Sly tells Arnold about this unbelievable revelation and he wisely calls bullish*t. I agree with him. I find it hard to believe that no one in The Tomb can feel their prison rocking and listing with the waves. Sly gives some half-hearted explanation that the ship is so massive that it's completely stable, especially if it's in calm waters. Nope. I ain't buying it.

• The guards in The Tomb all wear featureless black masks to prevent the inmates from recognizing them and establishing patterns in their schedules and routines. Makes sense.

What doesn't make sense is putting a vision-restricting mask on a guard. A guard who's going to need all of his senses unobstructed in order to prevent being stabbed, beaten or knocked out cold by a dangerous inmate.

• Arnold's patented catchphrases are slipping. As he and Sly escape, they pause to blow up Warden Hobbs. As Hobbs explodes, what do you think Arnold says? "Calm down befoah you ovah-heat?" Maybe "Cool off, Wahden?" How about "Yoah fired?" Nope. He utters a limp and lame "Have a nice day, asshole." Yikes.

• Near the beginning of the film CIA agent Jessica Miller comes to Sly and asks him to test the security of The Tomb. At the end we find out Agent Miller is really Arnold's daughter, and the whole thing was an elaborate ruse to get Sly to break Arnold out of the super prison.

Why all the play acting and subterfuge? Why didn't Arnold's daughter just come to Sly and ask him to help her father escape? I guess maybe if they'd done that and he'd have said "no" then they'd have been screwed, but it still seems like Sly owes Arnold a punch in the nose.

• Sly's partner Lester Clark betrays him, and as comeuppance he wakes up inside his car, which is inside a shipping container, which is on a cargo ship heading for parts unknown.

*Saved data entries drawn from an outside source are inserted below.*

PR #200, opened 2025-11-30
phpDocumentor Guides integration

wouterj:
This merges the SymfonyExtension from https://github.com/wouterj/symfony-docs-guides into this project.

Todo
---

* [x] Add fjson output support (https://github.com/wouterj/symfony-docs-guides/pull/8)
* [x] Add missing tabs directive (preferably, in phpDocumentor: https://github.com/phpDocumentor/guides/pull/1316)
* [x] Upgrade to PHP 8.5 and Symfony 8 (requires https://github.com/phpDocumentor/guides/pull/1317)
* [ ] Improve asset handling in phpDocumentor so we can store images and docs separately (symfony.com requirement). https://github.com/phpDocumentor/guides/pull/1362
* [x] Make a working prototype in the symfony.com repository, probably requires some updates to the `DocsKernel` and `DocBuilder` in this repository
* [x] Enable relative links, instead of absolute ones
* [ ] Report build warnings/errors as return value of `DocBuilder::build()`
* [ ] Implement missing fjson TOC information
* [ ] Cleanup this repository, removing Doctrine RST Parser related code. Also: discuss if we want to retain functionality like PDF generation, link checking.
* [ ] Restore license/copyright data where applicable


src/Application.php
```diff
@@ -1,42 +1,31 @@
 <?php
 
 /*
- * This file is part of the Docs Builder package.
- * (c) Ryan Weaver <ryan@symfonycasts.com>
+ * This file is part of the Guides SymfonyExtension package.
```
stof, line 4: This looks wrong to me.

src/TextRole/ClassRole.php
```diff
@@ -0,0 +1,50 @@
...
+        private BuildConfig $buildConfig,
+    ) {
+    }
+
+    #[\Override]
+    public function processNode(DocumentParserContext $documentParserContext, string $role, string $content, string $rawContent): InlineNodeInterface
+    {
+        $fqcn = u($content)->replace('\\\\', '\\');
+
+        $url = \sprintf($this->buildConfig->getSymfonyRepositoryUrl(), $fqcn->replace('\\', '/').'.php');
```
stof: This is loosing the changes done in recent PRs on this repo related to the support of the AI and UX monorepos.

resources/highlight.php/php.json
```diff
@@ -0,0 +1,275 @@
+{
+    "aliases": [
```
stof, line 2: Why are those highlight files new files instead of keeping (or moving) the existing files ?

composer.json
```diff
@@ -14,24 +14,42 @@
         }
     },
     "require": {
-        "php": ">=8.3",
+        "php": ">=8.2",
```
stof: Why adding support for older versions ?

src/Application.php
```diff
@@ -1,42 +1,31 @@
...
 
-    public function run(InputInterface $input): int
+    #[\Override]
+    public function run(?InputInterface $input = null, ?OutputInterface $output = null): int
     {
-        $inputOption = new InputOption(
-            'symfony-version',
-            null,
-            InputOption::VALUE_REQUIRED,
-            'The symfony version of the doc to parse.',
```
stof, line 34: Is this global CLI option defined elsewhere or is it gone ? Removing it might break the symfony.com website integration.

src/GuidesExtension/src/Build/StringBuildEnvironment.php
```diff
@@ -0,0 +1,47 @@
...
+{
+    private FileSystem $filesystem;
+
+    public function __construct(string $contents)
+    {
+        $this->filesystem = new FlysystemV3(new LeagueFilesystem(new InMemoryFilesystemAdapter()));
+        $this->filesystem->put('index.rst', $contents);
+    }
+
+    #[\Override]
```
stof, line 29: we don't use this attribute in Symfony (and Psalm has a config setting to avoid requiring its usage)

composer.json
javiereguiluz: Note. On symfony.com we run 8.4 and soon, 8.5 so we can safely use modern PHP versions.

src/GuidesExtension/src/Application.php
```diff
@@ -1,42 +1,31 @@
...
+final class Application extends SymfonyApplication
 {
-    private $application;
-    private $buildConfig;
-
-    public function __construct(string $symfonyVersion)
-    {
-        $this->application = new BaseApplication();
-        $this->buildConfig = new BuildConfig();
+    public function __construct(
```
stof, line 20: This change breaks the `bin/docs-builder` script currently.

stof: @javiereguiluz is the symfony.com website using the `docs-builder` executable or is it using this package as a library ?

javiereguiluz: We use it as a library

wouterj:
Thanks for the detailed review, @stof :)

This was just a blunt import of the commits I made in my test project, which I started from scratch. So the goal now is to make sure the code in this PR matches whatever we were doing in this repository before. Your comments are a great start with this, as they show some unintentionally difference that we should revert from this PR before merging.

src/GuidesExtension/src/Application.php
stof: Could you share the integration code ? It would make it easier to figure out how to avoid (or at least reduce) BC breaks.

stof:
The CI also tells me that existing tests must be updated (which will help avoiding regressions if they can still run)

src/GuidesExtension/src/Application.php
javiereguiluz: For full docs (Symfony Docs, bundles, the Symfony Book) it's basically this:

```php
$buildConfig = (new BuildConfig())
    ->setContentDir($buildDir)
    ->setOutputDir($tempBuildDir)
    ->setImagesDir($publicImagesDir)
    ->setImagesPublicPrefix($publicImagesPrefix);

if ('symfony' === $bookSlug) {
    $buildConfig->setSymfonyVersion($branch);
}

try {
    $result = $this->docBuilder->build($buildConfig);

    if (!$result->isSuccessful()) {
        // ...
    }
} catch (\Throwable $e) {
    // ...
}
```

For blog posts, it's just this:

```php
$parseResult = (new DocBuilder())->buildString($rstContents);
if (!$parseResult->isSuccessful()) {
    // ...
}
```

stof: @wouterj this means it would be great to revert changes done to the DocBuilder public API if possible (I think we could expose the same public API than today based on top of guides) as it is the public API of this library.

Note that I don't even see where your new code uses the modified DocBuilder API (except in tests that haven't been updated and so are failing)

wouterj: Yes yes. I now also have access to the code behind the symfony.com's docs rendering. So I've started working on the integration (and making the new SymfonyExtension installable is a big part of that). Small steps, but we'll get there :)

wouterj:
Little update after this weekend: I've applied the changes applied to this repository since starting with the guides one 2 years ago (like AI github links and code highlight changes).

I've also merged the integration test fixtures from the Guides integration and this repository. This allows you to see the differences in the output, although 99% of it is whitespace so it's very hard to review. While working on the integration, I've been very careful with updating the expected files so I'm very confident the resulting HTML is still equal.

Next up: *moved to PR description*

tests/fixtures/expected/blocks/directives/caution.html
```diff
@@ -1,6 +1,7 @@
-<div class="admonition admonition-caution ">
+<div class="admonition admonition-caution">
     <p class="admonition-title">
-        <svg xmlns="http://www.w3.org/2000/svg" fill="none" width="24" height="24" viewBox="0 0 24 24" stroke="currentColor"><path stroke-linecap="round" stroke-linejoin="round" stroke-width="2" d="M12 9v2m0 4h.01m-6.938 4h13.856c1.54 0 2.502-1.667 1.732-3L13.732 4c-.77-1.333-2.694-1.333-3.464 0L3.34 16c-.77 1.333.192 3 1.732 3z" /></svg>
+        <svg xmlns="http://www.w3.org/2000/svg" fill="none" width="24" height="24" viewBox="0 0 24 24" stroke="currentColor"><path stroke-linecap="round" stroke-linejoin="round" stroke-width="2" d="M12 8v4m0 4h.01M21 12a9 9 0 11-18 0 9 9 0 0118 0z" /></svg>
```
wouterj: update caution icon

javiereguiluz:
Wouter, thanks a lot for the detailed update and for all this work!

src/GuidesExtension/src/DocBuilder.php
```diff
@@ -0,0 +1,75 @@
...
+use phpDocumentor\Guides\Handlers\ParseDirectoryCommand;
+use phpDocumentor\Guides\Handlers\RenderDocumentCommand;
+use phpDocumentor\Guides\Nodes\DocumentNode;
+use phpDocumentor\Guides\RenderContext;
+use phpDocumentor\Guides\Twig\Theme\ThemeManager;
+use SymfonyTools\DocsBuilder\GuidesExtension\Build\BuildConfig;
+use SymfonyTools\DocsBuilder\GuidesExtension\Build\BuildEnvironment;
+use SymfonyTools\DocsBuilder\GuidesExtension\Build\StringBuildEnvironment;
+
+final class DocBuilder
```
stof, line 26: shouldn't this DocBuilder class stay outside the `GuidesExtension` namespace ? This looks like the entrypoint *using* guides more than an extension of the guides library.

composer.json
```diff
@@ -5,33 +5,53 @@
     "license": "MIT",
     "autoload": {
         "psr-4": {
+            "SymfonyTools\\DocsBuilder\\GuidesExtension\\": "src/GuidesExtension/src",
             "SymfonyDocsBuilder\\": "src"
```
stof, line 9: is this `SymfonyDocsBuilder` namespace still used ?

composer.json
```diff
@@ -5,33 +5,53 @@
...
-        "symfony/http-client": "^5.2 || ^6.0 || ^7.0 || ^8.0",
-        "twig/twig": "^2.14 || ^3.3"
+        "phpdocumentor/guides": "^1.9",
+        "phpdocumentor/guides-cli": "^1.9",
+        "phpdocumentor/guides-code": "^1.7",
+        "phpdocumentor/guides-restructured-text": "^1.9",
+        "scrivo/highlight.php": "^9.12.0",
+        "symfony/config": "^6.0",
+        "symfony/filesystem": "^6.0",
+        "symfony/finder": "^6.0",
```
stof: shouldn't we allow newer Symfony versions ?

composer.json
```diff
@@ -5,33 +5,53 @@
...
-        "symfony/process": "^5.2 || ^6.0 || ^7.0 || ^8.0",
-        "masterminds/html5": "^2.7"
+        "league/flysystem-memory": "^3.0",
+        "symfony/phpunit-bridge": "^7.4@dev",
+        "symfony/process": "^6.0",
+        "symfony/var-dumper": "^6.2"
     },
-    "bin": ["bin/docs-builder"]
+    "scripts": {
+        "test": "SYMFONY_PHPUNIT_VERSION=12 simple-phpunit",
```
stof: I would suggest moving away from this `simple-phpunit` in favor of installing `phpunit/phpunit` as a dev requirement, which is the recommended approach for modern Symfony projects now.
It only involves registering the SymfonyExtension explicitly in the phpunit.xml file.

tests/fixtures/source/json/orphan.rst
```diff
@@ -1,3 +1,5 @@
+:orphan:
+
```
wouterj, line 2: ! orphaned documents are not automatically detected

(probably not a major blocker: symfony.com only renders Prev/Next page links for very specific sections of the docs)

src/GuidesExtension/src/Renderer/JsonRenderer.php
```diff
@@ -0,0 +1,79 @@
...
+
+            $prevDocument = $nextDocument = null;
+            if (!$documentNode->isOrphan()) {
+                $prevDocument = $context->getIterator()->previousNode();
+                $nextDocument = $context->getIterator()->nextNode();
+            }
+            $context->getDestination()->put(
+                $context->getDestinationPath().'/'.$context->getCurrentFileName().'.fjson',
+                json_encode([
+                    'parents' => [],
```
wouterj, line 56: No easy support for fetching the parent document. As far as I can find the symfony.com code, this property is never used so probably safe to ignore (cc @javiereguiluz please double check my assumption 😄)

resources/highlight.php/php.json
wouterj: they were copied, but the merge of 2 repositories messed it up. PR diff is corrected now :)

composer.json
wouterj: Yes, I'll move everything to PHP 8.5 and Symfony 8 once phpDocumentor supports it.

src/GuidesExtension/src/DocBuilder.php
wouterj: Yes, for now (to easily differentiate between new and old code), I've moved everything in the GuidesExtension. But some of it will be moved back once the repository is cleaned up.

composer.json
stof: but wouldn't this cause issues with the symfony.com website ? I doubt it still runs on Symfony 6.

wouterj: Yes, it runs the latest versions indeed. But only 1 small bugfix in phpDocumentor is required, I'm confident it supports it sooner than I'm ready for the symfony.com integration :)

composer.json
wouterj: Interesting, I thought we wanted to keep using simple-phpunit for libraries (especially by the Symfony team itself). But I see UX is using simple-phpunit, whereas AI is using phpunit. So we probably do not have a strict guideline on this

stof: We use `simple-phpunit` in the main mono-repo because of its built-in parallelization of tests per sub-package, that is quite specific to the structure of the main mono-repo.
For other projects, the `simple-phpunit` script does not provide much benefit anymore. It only makes it harder to control which version of PHPUnit is used and to ensure you don't have conflicting versions of dependencies installed (reduced risk as phpunit reduced its dependencies outside `phpunit/*` and `sebastian/*`, but not void as some other packages also reuse `sebastian/*`).
For this case, installing phpunit as a dev requirement is simpler.

src/GuidesExtension/src/Renderer/JsonRenderer.php
jaapio: @wouterj would a proper document tree in phpDocumentor/guides help?

wouterj: It would be nice for a fully compatible fjson renderer, but it's not a blocker for Symfony adaption as far as I can see (as we don't use the parent data).

wouterj:
Sooo, I've managed to hack this version of the DocsBuilder into the symfony.com repository. It's not nice yet, but it somewhat works.

As an example, let's take https://symfony.com/doc/8.1/quick_tour/the_architecture.html Locally with phpDocumentor Guides, this now renders like this: https://github.com/user-attachments/assets/da0d8b1f-7b5b-44ce-97df-4d5df05cd390

Comparing this with the live version, pixel by pixel, the only differences are found in the diff code blocks. And the phpDocumentor variant is actually more correct!

I've updated the JSON tests to represent the actual data we need: we need a lot of TOC information that I forgot to implement. Also, I want to refactor things a bit to merge `BuildEnvironment` and `BuildConfig`, and ideally avoid defining either as a service.

We also need better reporting on failures in `DocBuilder`, so we can make the build error/warning log working.

But, this is looking very promising!

src/GuidesExtension/src/Renderer/JsonRenderer.php
stof: As long as this renderer is in this repo (rather than being submitted upstream), it is not an issue if it does not support full compatibility with Sphinx (it might make sense to document the known differences though, for easier maintenance).

PR #204, opened 2026-04-14
Fix syntax highlighting of inline Twig comments

javiereguiluz:


stof:
I don't think this is the right fix. `# ` could also appear inside a string literal.
And Twig does not require inline comments to start with a space.

javiereguiluz:
You are right. I've proposed a different implementation.

stof (approved):

PR #206, opened 2026-07-11
Allow configuring the Symfony AI and UX versions used in class links

### LINKED ISSUE #199: Add support for versioning of Symfony AI and UX links
In #196 and #198 we added support for Symfony AI and UX links in `:class:` directives.

However, the generated URLs have the AI and UX versions hardcoded at `main` and `2.x` respectively.

This should be configuralbe, like the Symfony version is already configurable.

Amoifr:
The `:class:` directive supports Symfony AI (#196) and Symfony UX (#198) classes, but the generated URLs have their versions hardcoded to `main` and `2.x` in `ClassReference`. This makes them configurable, following the same pattern as the Symfony version.

`BuildConfig` gains two versions, defaulting to the current values, so nothing changes unless you opt in:

```php
$buildConfig = (new BuildConfig())
    ->setSymfonyVersion('7.4')
    ->setSymfonyAiVersion('1.0')   // defaults to 'main'
    ->setSymfonyUxVersion('3.x')   // defaults to '2.x'
;
```

The two URLs become placeholder constants (like `SYMFONY_REPOSITORY_URL`), `ClassReference` receives them instead of hardcoding the branches, and `KernelFactory` — its only instantiation site — passes them along.

About the tests:

* the existing `blocks/references/class` fixture passes untouched, which shows the defaults preserve the current output;
* the new tests cover both monorepos, including the slugged sub-repository case (`Symfony\AI\AiBundle` → `ai-bundle`);
* I double-checked they aren't vacuous: putting the branches back in `ClassReference` makes exactly the 3 configured AI/UX cases fail, while the Symfony one and the defaults stay green.

One thing I noticed while tracing the wiring, and deliberately left alone: `Application::__construct()` takes `$symfonyVersion` but never passes it to `BuildConfig`, so the `--symfony-version` CLI option looks like it has no effect. That's a separate matter — happy to open an issue if you'd like.

Fixes #199

Thanks for maintaining the tooling that keeps the docs building. 🙂

### DIFF
--- a/src/BuildConfig.php
+++ b/src/BuildConfig.php
@@ -18,10 +18,14 @@ class BuildConfig
     private const PHP_DOC_URL = 'https://secure.php.net/manual/en';
     private const SYMFONY_REPOSITORY_URL = 'https://github.com/symfony/symfony/blob/{symfonyVersion}/src';
     private const SYMFONY_DOC_URL = 'https://symfony.com/doc/{symfonyVersion}';
+    private const SYMFONY_AI_REPOSITORY_URL = 'https://github.com/symfony/ai/blob/{symfonyAiVersion}/src';
+    private const SYMFONY_UX_REPOSITORY_URL = 'https://github.com/symfony/ux/blob/{symfonyUxVersion}/src';
 
     private $useBuildCache;
     private $theme;
     private $symfonyVersion;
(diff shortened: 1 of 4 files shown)


javiereguiluz:
Thanks for your work on this new feature!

So what? Shipping containers aren't airtight are they? Won't he eventually be released once the ship reaches its port? Sure he'll be in a foreign country with no money and dressed only in his underwear, which might be a bit of an inconvenience, but it ain't like he's dead. 


I think it was supposed to be a funny moment, but if it was it failed miserably.

Escape Plan is acceptable entertainment if you turn off your brain at the door. Sly and Arnold deserve better for their first (and at their age, likely only) team up. I give it a B-.